:: WHAT IS REQUIRED ::
Only the lines from the one containing "ahsu1230: I've noticed" through the end of the data below should be copied, each exactly as written and with both ends kept.

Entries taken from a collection

==================================================

PR #99, opened 2016-11-11
Configures Packer to run Amazon-EBS Builder

qwwqwwq:


ahsu1230:
is there a resource that you followed to do this? Mind linking it?

qwwqwwq:
Yeah! Mostly used the docs here: https://www.packer.io/docs/builders/amazon-ebs.html

Also we use this process at work so I've done it a bunch of times before

config/packer/vetafi-ubuntu-14.04.4-server-amd64.json
```diff
@@ -109,6 +127,11 @@
                 "provider": "virtualbox",
                 "version": "0.0.4"
             }
-        }]
+        },
+        {
+            "type": "atlas",
+            "artifact": "qwwqwwq/nodejs-mongodb-redis",
```
ahsu1230: I've noticed that there are a lot of personal folders in a lot of these paths. Can we make them a globally named path of sorts? This way, we can more confident things work/don't work based on personal local environments.

config/packer/vetafi-ubuntu-14.04.4-server-amd64.json
```diff
@@ -1,6 +1,6 @@
 {
     "push": {
-      "name": "",
+      "name": "qwwqwwq/nodejs-mongodb-redis",
```
ahsu1230: same here

config/packer/vetafi-ubuntu-14.04.4-server-amd64.json
qwwqwwq: This isn't a personal folder, this is the name of our image on atlas. When I signed up for atlas I used the username qwwqwwq.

==================================================

:: SOLUTION FOR THIS TASK ::
ahsu1230: I've noticed that there are a lot of personal folders in a lot of these paths. Can we make them a globally named path of sorts? This way, we can more confident things work/don't work based on personal local environments.

config/packer/vetafi-ubuntu-14.04.4-server-amd64.json
```diff
@@ -1,6 +1,6 @@
 {
     "push": {
-      "name": "",
+      "name": "qwwqwwq/nodejs-mongodb-redis",
```
ahsu1230: same here

config/packer/vetafi-ubuntu-14.04.4-server-amd64.json
qwwqwwq: This isn't a personal folder, this is the name of our image on atlas. When I signed up for atlas I used the username qwwqwwq.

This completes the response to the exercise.